Il est là devant nous, bras écartés dans sa lourde canadienne ou parka col relevé,
des lunettes de motard d’un autre temps sur les yeux, il a enfourché sa machine réduite ici
à une lampe carrée semblable à celle que portent encore les employés la nuit dans des gares provinciales un peu paumées. La moto de Gouri pétarade. La bande son reproduit à merveille le bruit d’une moto dont on devine qu’elle n’est pas de première jeunesse.
On croirait sentir l’odeur d’essence mêlée à celle de la nuit, là-bas, sur une route à ornières de la campagne ukrainienne. »

Jean-Pierre Thibaudat
Mediapart

Un spectacle bricolé avec trois fois rien mais qui sidère
par sa puissance de feu.

La représentation que sculpte, pied à pied, Chantal Morel, est à taille humaine et ça c’est immense.

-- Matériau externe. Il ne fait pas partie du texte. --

PR #999, opened 2024-03-30
Generalize linetypes for AC and DC lines

### LINKED ISSUE #998: Generalize line_types

I'd like that our line-voltage management strategy would extend beyond the fixed 3-type voltage lines to accommodate an arbitrary list of voltage levels.

To do so, on one hand, we need to revise:
- the handling of the line-type handling in build_osm_network. In particular, we shall revise [this function](https://github.com/pypsa-meets-earth/pypsa-earth/blob/d3d718b8e22fab344991a73a9f9637bf6f22ecb4/scripts/base_network.py#L284) to make sure that each line is matched with a line_type that is the closest among the provided ones. The same shall be extended also for DC lines by voltage
- avoid the rebase to config values here: https://github.com/pypsa-meets-earth/pypsa-earth/blob/d3d718b8e22fab344991a73a9f9637bf6f22ecb4/scripts/base_network.py#L440 . In the latest pypsa-eur this function is not needed anymore

davide-f:
# Closes #998 

## Checklist

### DIFF
--- a/config.tutorial.yaml
+++ b/config.tutorial.yaml
@@ -181,11 +181,15 @@ electricity:
       Onshore: [onwind]
       PV: [solar]
 lines:
-  types:
+  ac_types:
+    110.: "490-AL1/64-ST1A 220.0"
     220.: "Al/St 240/40 2-bundle 220.0"
     300.: "Al/St 240/40 3-bundle 300.0"
     380.: "Al/St 240/40 4-bundle 380.0"
-  dc_type: "HVDC XLPE 1000"
+    500.: "Al/St 240/40 4-bundle 380.0"
+    750.: "Al/St 560/50 4-bundle 750.0"
+  dc_types:
+    500.: "HVDC XLPE 1000"
   s_max_pu: 0.7
   s_nom_max: .inf
   length_factor: 1.25
--- a/config.tutorial.yaml
+++ b/config.tutorial.yaml
@@ -182,7 +182,7 @@ electricity:
       PV: [solar]
 lines:
   ac_types:
-    110.: "490-AL1/64-ST1A 220.0"
+    132.: "243-AL1/39-ST1A 20.0"
     220.: "Al/St 240/40 2-bundle 220.0"
     300.: "Al/St 240/40 3-bundle 300.0"
     380.: "Al/St 240/40 4-bundle 380.0"
--- a/doc/configtables/lines.csv
+++ b/doc/configtables/lines.csv
@@ -1,5 +1,5 @@
 ,Unit,Values,Description
-ac_types,--,"Values should specify a `line type in PyPSA <https://pypsa.readthedocs.io/en/latest/components.html#line-types>`_ for AC lines. Keys should specify the corresponding voltage level (e.g. 220., 300. and 380. kV)", "Specifies line types to assume for the different voltage levels of the ENTSO-E grid extraction. Should normally handle voltage levels 220, 300, and 380 kV."
+ac_types,--,"Values should specify a `line type in PyPSA <https://pypsa.readthedocs.io/en/latest/components.html#line-types>`_ for AC lines. Keys should specify the corresponding voltage level (e.g. 220., 300. and 380. kV)", "Specifies line types to assume for the different voltage levels of the target region. Should normally handle voltage levels 220, 300, and 380 kV."
 dc_types, --, "Values should specify a `line type in PyPSA <https://pypsa.readthedocs.io/en/latest/components.html#line-types>`_ for DC-lines. Keys should specify the corresponding voltage level (e.g. 220., 300. and 380. kV)", "Specifies DC-line types."
 s_max_pu,--,"Value in [0.,1.]","Correction factor for line capacities (``s_nom``) to approximate :math:`N-1` security and reserve capacity for reactive power flows"
 s_nom_max,MW,"float","Global upper limit for the maximum capacity of each extendable line."
--- a/doc/configtables/lines.csv
+++ b/doc/configtables/lines.csv
@@ -1,6 +1,6 @@
 ,Unit,Values,Description
-types,--,"Values should specify a `line type in PyPSA <https://pypsa.readthedocs.io/en/latest/components.html#line-types>`_ in case AC lines or a custom linetype in case of DC lines modeled as Lines. Keys should specify the corresponding voltage level (e.g. 220., 300. and 380. kV)", "Specifies line types to assume for the different voltage levels of the ENTSO-E grid extraction. Should normally handle voltage levels 220, 300, and 380 kV."
-dc_type, --, "Values should specify a `line type in PyPSA <https://pypsa.readthedocs.io/en/latest/components.html#line-types>`_ for DC-lines.", "Specifies DC-line types."
+ac_types,--,"Values should specify a `line type in PyPSA <https://pypsa.readthedocs.io/en/latest/components.html#line-types>`_ for AC lines. Keys should specify the corresponding voltage level (e.g. 220., 300. and 380. kV)", "Specifies line types to assume for the different voltage levels of the ENTSO-E grid extraction. Should normally handle voltage levels 220, 300, and 380 kV."
+dc_types, --, "Values should specify a `line type in PyPSA <https://pypsa.readthedocs.io/en/latest/components.html#line-types>`_ for DC-lines. Keys should specify the corresponding voltage level (e.g. 220., 300. and 380. kV)", "Specifies DC-line types."
 s_max_pu,--,"Value in [0.,1.]","Correction factor for line capacities (``s_nom``) to approximate :math:`N-1` security and reserve capacity for reactive power flows"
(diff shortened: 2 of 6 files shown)


config.tutorial.yaml
```diff
@@ -181,11 +181,15 @@ electricity:
...
       PV: [solar]
 lines:
-  types:
+  ac_types:
+    110.: "490-AL1/64-ST1A 220.0"
     220.: "Al/St 240/40 2-bundle 220.0"
     300.: "Al/St 240/40 3-bundle 300.0"
     380.: "Al/St 240/40 4-bundle 380.0"
-  dc_type: "HVDC XLPE 1000"
+    500.: "Al/St 240/40 4-bundle 380.0"
```
ekatef, line 189: May it be worth to add a comment on why we think that a line type for nominal `380kV` is suitable alos for `500kV`?

If I understand properly, the reason is:
1) a list of line types in PyPSA is incomplete;
 2) a conductor diameter (and transmission capacity) in the same for `380kV` and `500kV` line types. Probably, the insulation should differ, but that is not particularly relevant for our analysis.
 
 Is it a correct understanding? :)

scripts/base_network.py
```diff
@@ -281,30 +272,60 @@ def _load_transformers_from_osm(fp_osm_transformers, buses):
...
+
+def _get_linetype_by_voltage(v_nom, d_linetypes):
+    """
+    Return the linetype based on the voltage.
+    """
+    v_nom_min, line_type_min = min(
+        d_linetypes.items(),
+        key=lambda x: abs(x[0] - v_nom),
+    )
+    return line_type_min
```
ekatef: If I get it right, a line type will be selected which has the minimal difference of `v_nom`. That means that `v_nom` of the line type may be also lower than the actual `v_nom` value. I suspect that it's perfectly appropriate, as OSM-extracted `v_nom` values  are likely to be some estimations, but just to be sure: given your expertise in the area, do you consider it a safe approach?

scripts/base_network.py
```diff
@@ -281,30 +272,60 @@ def _load_transformers_from_osm(fp_osm_transformers, buses):
...
 
-def _set_electrical_parameters_lines(lines_config, voltages_config, lines):
+def _get_linetypes(line_types, voltages):
+    """
+    Return the linetypes for selected voltages.
+    """
+    vnoms_diff = set(voltages).symmetric_difference(set(line_types.keys()))
+    if vnoms_diff:
+        logger.warning(
+            f"Voltages {vnoms_diff} not in the {line_types} or {voltages} list."
```
ekatef, line 290: Could it also make sense to explain what will be done to close this gap?

scripts/base_network.py
```diff
@@ -281,30 +272,60 @@ def _load_transformers_from_osm(fp_osm_transformers, buses):
...
+        )
+    return {k: v for k, v in line_types.items() if k in voltages}
+
+
+def _get_linetype_by_voltage(v_nom, d_linetypes):
+    """
+    Return the linetype based on the voltage.
+    """
```
ekatef: May we probably to add a bit more details to the docstring to make more clear distinction with `_get_linetypes`? Like: `Return the linetype for each line in the network by matching v_nom for the line against parameters of the standard line types.`

scripts/base_network.py
```diff
@@ -281,30 +272,60 @@ def _load_transformers_from_osm(fp_osm_transformers, buses):
     return transformers
 
 
-def _set_electrical_parameters_lines(lines_config, voltages_config, lines):
+def _get_linetypes(line_types, voltages):
```
ekatef: I wonder if it could be possible to adjust a bit naming to highlight that ` _get_linetypes` and `_get_linetype_by_voltage` do very different things... Probably, ` _get_linetypes` -> ` _lookup_linetypes`?

scripts/simplify_network.py
```diff
@@ -838,7 +838,7 @@ def merge_isolated_nodes(n, threshold, aggregation_strategies=dict()):
     n = pypsa.Network(snakemake.input.network)
 
     base_voltage = snakemake.params.electricity["base_voltage"]
-    linetype = snakemake.params.config_lines["types"][base_voltage]
+    linetype = snakemake.params.config_lines["ac_types"][base_voltage]
```
ekatef, line 841: What would happen if `base_voltage` in `electricity` section of the config doesn't correspond to any of the standard voltage values defined in `ac_types`? Could it be possible to add some back-up approach?

ekatef (commented):
Hello @davide-f!
Great work and an elegant implementation! :D That is a pleasure to review your PRs ;)

Have added some comments which mainly relate to adding some clarifications, cross-checking the assumptions and considering an edge case for `base_voltage`. As a little additional point: I have an impression that we also don't need voltage levels used previously for rebase, which means that:
- [this line](https://github.com/davide-f/pypsa-earth/blob/f5bdc322e6ef5c3fe2e1896f0fe0760e1c2e6c15/config.default.yaml#L129) should be removed from the config;
- `voltages_config` argument and [a voltage warning](https://github.com/davide-f/pypsa-earth/blob/f5bdc322e6ef5c3fe2e1896f0fe0760e1c2e6c15/scripts/base_network.py#L131-L135) are not anymore needed in `_load_buses_from_osm`, `_load_lines_from_osm` and `_load_links_from_osm`.

Could you please check it? Otherwise, looks perfect :) Looking forward to see the effect on the accuracy of the grid representation!

scripts/base_network.py
davide-f: Done

scripts/base_network.py
davide-f: Revised, what do you think?

scripts/base_network.py
davide-f: Done

scripts/simplify_network.py
davide-f: I think that may not be needed; if we receive complaints, we can revise

scripts/base_network.py
davide-f: Yeah; I think it is ok.
A bare conducture can be used in a wide range of voltages and its insulation is guaranteed by insulators rather than the conductor itself.
The ability of a conductor to be used at different voltages is indirect: higher voltages imply higher heights, thus higher wind speeds, thus higher mechanical stresses for example.

I prefer this approach as for non-standard voltages, we may miss the allocation thus leading to issues.
Moreover, even if "better standard values" could be used, the error may be small and acceptable.
I'd personally like to extend the standard values to lower values to better reflect global values

config.tutorial.yaml
davide-f: The values are copied from pypsa-eur XD
The description of the conductor-voltage is explained below.

scripts/base_network.py
ekatef: Agree, the incorrect allocation of the line type seems to be the major issue for now.

Thanks a lot for the detailed explanation!

config.tutorial.yaml
ekatef: Super, thanks for the clarification!

scripts/base_network.py
ekatef: Perfect!

scripts/simplify_network.py
ekatef: Agree, it may be better not to over-complicate :)

doc/configtables/lines.csv
```diff
@@ -1,6 +1,6 @@
 ,Unit,Values,Description
-types,--,"Values should specify a `line type in PyPSA <https://pypsa.readthedocs.io/en/latest/components.html#line-types>`_ in case AC lines or a custom linetype in case of DC lines modeled as Lines. Keys should specify the corresponding voltage level (e.g. 220., 300. and 380. kV)", "Specifies line types to assume for the different voltage levels of the ENTSO-E grid extraction. Should normally handle voltage levels 220, 300, and 380 kV."
-dc_type, --, "Values should specify a `line type in PyPSA <https://pypsa.readthedocs.io/en/latest/components.html#line-types>`_ for DC-lines.", "Specifies DC-line types."
+ac_types,--,"Values should specify a `line type in PyPSA <https://pypsa.readthedocs.io/en/latest/components.html#line-types>`_ for AC lines. Keys should specify the corresponding voltage level (e.g. 220., 300. and 380. kV)", "Specifies line types to assume for the different voltage levels of the ENTSO-E grid extraction. Should normally handle voltage levels 220, 300, and 380 kV."
```
ekatef: Ahh, sorry, have forgotten to add a comment: probably, we could also remove mentioning of ENTSO-E or add an explanation that it relates to Europe only. What do you think?

ekatef (approved):

ekatef:
Hello @davide-f! Thanks a lot for the explanations and introducing the changes.
Looks great :D

doc/configtables/lines.csv
davide-f: Done, agree :) Soon I'll then merge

Elle tient toute entière dans le tremblement des mains,
les soupirs de la voix, les yeux qui se ferment, les lèvres
qui frémissent. De sa première à sa dernière seconde,
cette représentation prenante, poignante, nous ramène vers la fraternité.

Et tout cela, alors qu’il n’y a rien, juste une caisse de bois et une lampe torche. Et tout cela alors qu’il n’y a que
le théâtre, et sa capacité renversante à créer du vivant.